What is needed
If a line in the data below contains the word "created", copy it out.

Start of Data shown

PR #410, opened 2023-06-27
move tekton tasks and pipelines to scalability ns to avoid PSA enforcement at tekton-pipelines namespace level

hakuna-matatah:
move tekton tasks and pipelines to scalability namespace to avoid PSA enforcement at tekton-pipelines namespace level as we moved to 1.26 from 1.21 . PSA is a thing since 1.25

example of the breaking PSA change causing pipelines and tasks to break 

https://github.com/tektoncd/pipeline/blob/cd8a151e2b52818e9d42ce4fd03053a657d6659e/config/100-namespace/100-namespace.yaml#L22

Issue #, if available:

Description of changes:


mengqiy:
Why are we deleting the `infrastructure/package-lock.json` file?
From my understanding, this file is important for creating reproducible build.

infrastructure/lib/kit-infrastructure.ts
```diff
@@ -45,6 +46,7 @@ export class KITInfrastructure extends Stack {
       clusterName: id,
       vpc: vpc,
       role: clusterRole,
+      kubectlLayer: new KubectlLayer(this, 'kubectl'),
```
mengqiy, line 49: Why do we need this?

hakuna-matatah:
> Why are we deleting the `infrastructure/package-lock.json` file? From my understanding, this file is important for creating reproducible build.

I don't think we are deleting the file. Given it's a huge file, it's not loaded by default in the diff.

infrastructure/lib/kit-infrastructure.ts
hakuna-matatah: we need this to make sure `kubectl` is selected as the same version of the cluster, otherwise it will be defaulted to `1.20` and that will not respect version skew and cause issues.

mengqiy (approved):
LGTM

PR #415, opened 2023-07-06
Update Pipeline version and provide access to cluster with iam role

hakuna-matatah:
Issue #, if available:

Description of changes:
- Update Tekton pipeline version to fix the bug https://github.com/tektoncd/pipeline/issues/6726 we are seeing on our dashboards
- Add clusterrole to have system:masters access for cluster and also output the access commands through cfn output.

### DIFF
--- a/infrastructure/lib/kit-infrastructure.ts
+++ b/infrastructure/lib/kit-infrastructure.ts
@@ -1,3 +1,4 @@
+import * as cdk from 'aws-cdk-lib';
 import { aws_ec2 as ec2, aws_eks as eks, aws_iam as iam, Stack, StackProps, STACK_RESOURCE_LIMIT_CONTEXT, Tags } from 'aws-cdk-lib'
 import { SecurityGroup } from 'aws-cdk-lib/aws-ec2'
 import { Construct } from 'constructs'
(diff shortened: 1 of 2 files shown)


infrastructure/lib/kit-infrastructure.ts
```diff
@@ -34,7 +35,10 @@ export class KITInfrastructure extends Stack {
 
     // The IAM role that will be used by EKS
     const clusterRole = new iam.Role(this, 'ClusterRole', {
-      assumedBy: new iam.ServicePrincipal('eks.amazonaws.com'),
+      assumedBy: new iam.CompositePrincipal(
+        new iam.ArnPrincipal(`arn:aws:iam::${cdk.Aws.ACCOUNT_ID}:root`),
```
mengqiy, line 39: Have you tested this part? Are you sure we should use `root` instead of `admin`?

mengqiy (approved):
One minor comment. LGTM otherwise.

infrastructure/lib/kit-infrastructure.ts
hakuna-matatah: Yes, I tested this part. It gives the Admin to assume this role to access this cluster. Given its admin role, should be allowed to assume.

PR #422, opened 2023-09-13
Fixes KitInfra k8s Layer and adds VPC delete step in teardown.

ashishranjan738:
This commit fixes KitInfra K8s Layer and adds VPC delete step in teardown.

Issue #, if available:

Description of changes:

### DIFF
--- a/infrastructure/lib/kit-infrastructure.ts
+++ b/infrastructure/lib/kit-infrastructure.ts
@@ -8,7 +8,7 @@ import { AWSFluentBit } from './addons/fluent-bit-for-aws'
 import { FluxV2 } from './addons/fluxv2'
 import { Karpenter } from './addons/karpenter'
 import { KIT } from './addons/kit'
-import { KubectlLayer } from 'aws-cdk-lib/lambda-layer-kubectl'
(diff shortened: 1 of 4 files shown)


infrastructure/lib/kit-infrastructure.ts
```diff
@@ -8,7 +8,7 @@ import { AWSFluentBit } from './addons/fluent-bit-for-aws'
 import { FluxV2 } from './addons/fluxv2'
 import { Karpenter } from './addons/karpenter'
 import { KIT } from './addons/kit'
-import { KubectlLayer } from 'aws-cdk-lib/lambda-layer-kubectl'
+import { KubectlV26Layer } from '@aws-cdk/lambda-layer-kubectl-v26'
```
hakuna-matatah, line 11: why 26 ? can't we on the default and make sure our stack is upto date ?

ashishranjan738: the default kubectl was still old and the stack creation was failing because of some resource mismatch. I think this is a better way because we can control both the kubectl version and kubernetes cluster version now.

hakuna-matatah (approved):
Lgtm

PR #439, opened 2023-11-21
Schedule kube-state-pod on same node as Prom pod for resources

hakuna-matatah:
Schedule kube-state-pod on same node as Prom pod for resources to avoid pod restarts or scheduling issues for kube-state-metrics pod as it demands[ high resources ](https://github.com/kubernetes/perf-tests/blob/master/clusterloader2/pkg/prometheus/manifests/exporters/kube-state-metrics/deployment.yaml#L29-L37)


ashishranjan738 (approved):
LGTM

PR #442, opened 2023-11-29
apparently prometheus needs more than 10Gi given we enabled more scra…

hakuna-matatah:
Need more memory than the default set here - https://github.com/kubernetes/perf-tests/blob/2c9dc6095a3eb0d083b8abfed5646a9e9b2e293d/clusterloader2/pkg/prometheus/manifests/prometheus-prometheus.yaml#L10 as we are scraping more stuff. Otherwise it gets OOM killed and CL2 tests starts failing.

Screenshot 2023-11-28 at 4 16 29 PM


mengqiy (approved):
LGTM

PR #447, opened 2023-12-04
Install EKS Pod Identity Agent on Test clusters for CNI to use IRSAV2

hakuna-matatah:
Description of changes:
- Install EKS Pod Identity Agent on Test clusters for CNI to use IRSAV2
- Increase coredns replica count to 1000 to see if we can get better performance for DNS lookup latencies


tests/tasks/generators/clusterloader/load-slos.yaml
```diff
@@ -84,11 +84,11 @@ spec:
...
       CL2_RATE_LIMIT_POD_CREATION: false
       # enable SLOs related CL2 vars
-      CL2_NETWORK_LATENCY_THRESHOLD: 1s
+      CL2_NETWORK_LATENCY_THRESHOLD: 20s
       CL2_ENABLE_VIOLATIONS_FOR_NETWORK_PROGRAMMING_LATENCIES: true
-      CL2_NETWORK_PROGRAMMING_LATENCY_THRESHOLD: 30s
-      CL2_ENABLE_DNSTESTS: true
-      CL2_USE_ADVANCED_DNSTEST: true
+      CL2_NETWORK_PROGRAMMING_LATENCY_THRESHOLD: 300s
+      CL2_ENABLE_DNSTESTS: false
```
ashishranjan738, line 90: Why we are turning this off ? also can you provide some context on how increasing `CL2_NETWORK_LATENCY_THRESHOLD` and `CL2_NETWORK_PROGRAMMING_LATENCY_THRESHOLD` will help us ? does this mean our latency is too high ?

tests/tasks/setup/eks/awscli-cp-with-vpc.yaml
```diff
@@ -78,4 +78,12 @@ spec:
       # install csi drivers.
       kubectl apply -k "github.com/kubernetes-sigs/aws-ebs-csi-driver/deploy/kubernetes/overlays/stable/?ref=$(params.aws-ebs-csi-driver-version)"
       # TODO: Calculate replicas based on the cluster size going forward.
-      kubectl scale --replicas 20 deploy coredns -n kube-system
\ No newline at end of file
+      kubectl scale --replicas 1000 deploy coredns -n kube-system
```
ashishranjan738, line 81: 20 -> 1000 ? hoping its not over provisioning.  I think we had a backlog item to calculate it dynamically based on the node size, shall we implement it

hakuna-matatah: That's why we still have a To-do, this requires a discussion w N/w team too on what's the right number, I'm increasing now because we are like 10X worse w these numbers.

ashishranjan738 (approved):
/LGTM

PR #462, opened 2024-05-30
Remove wait time as we don't depend on VAS

hakuna-matatah:
Issue #, if available:

Description of changes:
Remove wait time as we don't depend on VAS and we can add it back later when we depend on it and its still not faster


mengqiy (approved):
LGTM

PR #470, opened 2024-08-09
set revisionHistoryLimit to 0 for coredns

mengqiy:
Issue #, if available:

Description of changes:
We observed that a mixture of old and new replicas can be created when we scale the coredns deployment. This eventually get reconciled to all new pods. But the endpoint can observe the mixture of old and new pods.
Doing this should be able to help.

### DIFF
--- a/tests/tasks/setup/eks/awscli-cp-with-vpc.yaml
+++ b/tests/tasks/setup/eks/awscli-cp-with-vpc.yaml
@@ -81,8 +81,10 @@ spec:
       kubectl apply -k "github.com/kubernetes-sigs/aws-ebs-csi-driver/deploy/kubernetes/overlays/stable/?ref=$(params.aws-ebs-csi-driver-version)"
       # TODO: Calculate replicas based on the cluster size going forward.
       # Patching the coredns not to get scheduled on the monitoring node.
+      # Set revisionHistoryLimit to 0 to avoid keeping older replicasets.
       kubectl patch deployment coredns --patch '{
         "spec": {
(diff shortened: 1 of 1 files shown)


tests/tasks/setup/eks/awscli-cp-with-vpc.yaml
```diff
@@ -81,8 +81,10 @@ spec:
       kubectl apply -k "github.com/kubernetes-sigs/aws-ebs-csi-driver/deploy/kubernetes/overlays/stable/?ref=$(params.aws-ebs-csi-driver-version)"
       # TODO: Calculate replicas based on the cluster size going forward.
       # Patching the coredns not to get scheduled on the monitoring node.
+      # Set revisionHistoryLimit to 0 to avoid keeping older replicasets.
       kubectl patch deployment coredns --patch '{
         "spec": {
+          "revisionHistoryLimit": 0,
```
hakuna-matatah, line 87: scaling the pods after bringing up the nodes ? Like somewhere here - https://github.com/awslabs/kubernetes-iteration-toolkit/blob/main/tests/tasks/setup/eks/awscli-mng.yaml#L117-L123  ?

hakuna-matatah (approved):

tests/tasks/setup/eks/awscli-cp-with-vpc.yaml
mengqiy: That's another thing that we can try.
Currently we makes all changes to addons before creating nodes.
Let's try this first.

PR #293, opened 2023-04-12
:sparkles: Add support: pagination, sorting, YAML bindings.

jortel:
POST/PUT/PATCH body format _bind_ based on Content-Type (header) supporting both JSON and YAML.
GET body format rendered based on Accept (header) supporting both JSON and YAML. Defaults to JSON. Other MIMEs specified will be coerced to JSON.

Improves support for `Accept` header matching.

[1] https://www.w3.org/Protocols/rfc2616/rfc2616-sec14.html

### DIFF
--- a/addon/client.go
+++ b/addon/client.go
@@ -8,6 +8,7 @@ import (
 	"encoding/json"
 	"errors"
 	"fmt"
+	"github.com/gin-gonic/gin/binding"
 	liberr "github.com/konveyor/controller/pkg/error"
 	"github.com/konveyor/tackle2-hub/api"
 	"io"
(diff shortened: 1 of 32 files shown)


mansam (approved):
This is awesome. LGTM.

addon/client.go
```diff
@@ -22,12 +23,6 @@ import (
 	"time"
 )
 
-const (
-	Accept   = api.Accept
-	AppJson  = api.AppJson
-	AppOctet = api.AppOctet
-)
```
jortel, line 29: hint: Use MIMEs in the binding package instead.

PR #297, opened 2023-04-14
:bug: Fix accepted.

jortel:
Fixes a regression introduced when Accepted() was _enhanced_ to support wildcards.
When used to determine of bucket and file endpoints are to return file content both curl and browsers passed */* which results in the endpoints returning html instead of streaming a file.


mansam (approved):
LGTM

Issue #299, opened 2023-04-24
Jira integration: Enable insecure communication field required


gildub:
Enhancement document for Jira integration : https://github.com/konveyor/enhancements/pull/85/files#diff-cbcdb511847ad0f355f71680ac0d8ccd22fd6f1792fe2b09c8d6c512970b82e4R32
requires a "Enable insecure communication" field for Jira instances.
It seems there is no such field in the current data model for trackers to support it.

jortel:
Done.

PR #303, opened 2023-04-26
:sparkles: Support insecure connections to Jira

mansam:
Adds an `insecure` boolean field to the Tracker object which is used to determine whether to disable certificate verification for connections to Jira.

Implements https://github.com/konveyor/tackle2-hub/issues/299


jortel (approved):
LGTM

aufi (approved):

PR #307, opened 2023-05-02
Upgraded k8s

jortel:
Upgrades to controller-runtime 1.13.1 which requires Go 1.17 and k8s packages like client-go 1.25.
The latest is 1.14.1 which requires Go 1.20 and k8s packages like client-go 1.27.

Removes dep on konveyor/controller which is pinned to very old versions of _everything_ which was causing go-mod conflicts in the _new_ tackle2-addon-analyzer based on the analyzer-lsp.


mansam (approved):
LGTM.

PR #309, opened 2023-05-04
:sparkles: Add BatchHandler

mansam:
* Introduces /batch/tickets and /batch/tags endpoints
  which support POSTing a slice of the respective resources
  to create them. Creation is all or nothing-- if any fail
  to be created the entire operation is rolled back.
* Responsibility for rendering responses has been delegated
  to a Render handler. The Render handler builds the response
  from values set on a Response struct on the rich context.
* Moves the k8s Client into the rich context


api/context.go
```diff
@@ -50,6 +80,7 @@ func Transaction(ctx *gin.Context) {
 			rtx.DB = db
 			if len(ctx.Errors) > 0 {
 				err = ctx.Errors[0]
+				ctx.Errors = nil
```
mansam, line 83: Clearing this fixes the error duplication that was seen on endpoints using the transaction handler.

jortel: Ah.  good find.

jortel (approved):
LGTM

PR #318, opened 2023-05-10
:bug: Improve Jira issue status reporting

mansam:
* report status based on status category rather than status name
* Make sure tracker error message is cleared when a connection is reestablished


jortel (approved):
LGTM
Unrelated but noticed nothing has docstirngs in this file.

End of Data shown

Solution
We observed that a mixture of old and new replicas can be created when we scale the coredns deployment. This eventually get reconciled to all new pods. But the endpoint can observe the mixture of old and new pods.
  to be created the entire operation is rolled back.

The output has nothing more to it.